Town’s Huge Christmas Mural Was Generated Using AI, Resulting in Ghastly Chthonic Horrors. “This mural has gone up in Kingston, ostensibly for Christmas but AI has ensured it’s actually to celebrate the return of our dark lord Cthulhu."
A 79-year-old man who was born in a refugee camp is doing hard time in Alligator Alcatraz after 70 years in the U.S. “He fell out of his wheelchair and they left him on the cell floor for hours.”
Here’s another photo of the borzoi dog I saw at the park the other day, caught in the act of shaking himself.
OpenAI is cutting off service to a toymaker after teddy bears started telling children how to play with matches and talking about sexual fetishes. Why didn’t I ever have cool toys like that when I was a kid?
Suddenly Frodo noticed that a strange-looking weather-beaten man, sitting in the shadows near the wall, was also listening intently to the hobbit-talk. He had a tall tankard in front of him, and was smoking a long-stemmed pipe curiously carved. His legs were stretched out before him, showing high boots of supple leather that fitted him well, but had seen much wear and were now caked with mud. A travel-stained cloak of heavy dark-green cloth was drawn close about him, and in spite of the heat of the room he wore a hood that overshadowed his face; but the gleam of his eyes could be seen as he watched the hobbits.
Here’s Strider. He is the coolest man in the Prancing Pony — faded Levi’s, biker boots and leather jacket, smoking unfiltered Camels. He is wearing aviator sunglasses inside the dark bar; on anybody else they’d look affected and silly but on him they make him look even cooler. He is played by 1980s Sam Elliott.

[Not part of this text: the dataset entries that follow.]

PR #544, opened 2019-09-24
Simplify construction of dcrdata urls

jholdstock:
The dcrdata URL is now only built in one location rather than scattered
throughout the templates.

### DIFF
--- a/controllers/main.go
+++ b/controllers/main.go
@@ -179,6 +179,12 @@ func (controller *MainController) getNetworkName() string {
 	return controller.Cfg.NetParams.Name
 }
 
+// DCRDataURL returns a URL for accessing dcrdata. It will automatically detect
+// mainnet or testnet depending on current config.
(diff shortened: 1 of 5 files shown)


controllers/main.go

Also: I can’t get over that there’s a guy in Middle Earth named “Bob.”
Here's something I saw while walking the dog: This Russian borzoi hound
Her name is “hippie,” and she was being walked by a lovely white-haired Russian woman with an accent straight out of a 1970s spy movie. Hippie came right up to me and stuck her nose on the treat pouch on my hip; the Russian woman explained that Hippie is NOT allowed to take treats from other people because Hippie is bred to run and she takes the dog to the off-leash dog beach and if the dog were allowed to accept treats from other people the dog would not run; the dog would just go from person to person begging dog treats.
Hippie stood about 3-1/2 feet high, with a skinny body, long legs and a long, thin snout.
The breed has an interesting history.
They were formerly known as Russian wolfhounds and the name describes their history — they were bred in 16th Century Russia to hunt wolves. For centuries, they could not be purchased but only given as gifts from the tsar, with whom the breed was popular.
The hobbits have arrived at the Prancing Pony, which I picture as like the Bada Bing in The Sopranos. “Paulie Walnuts” could be a hobbit name.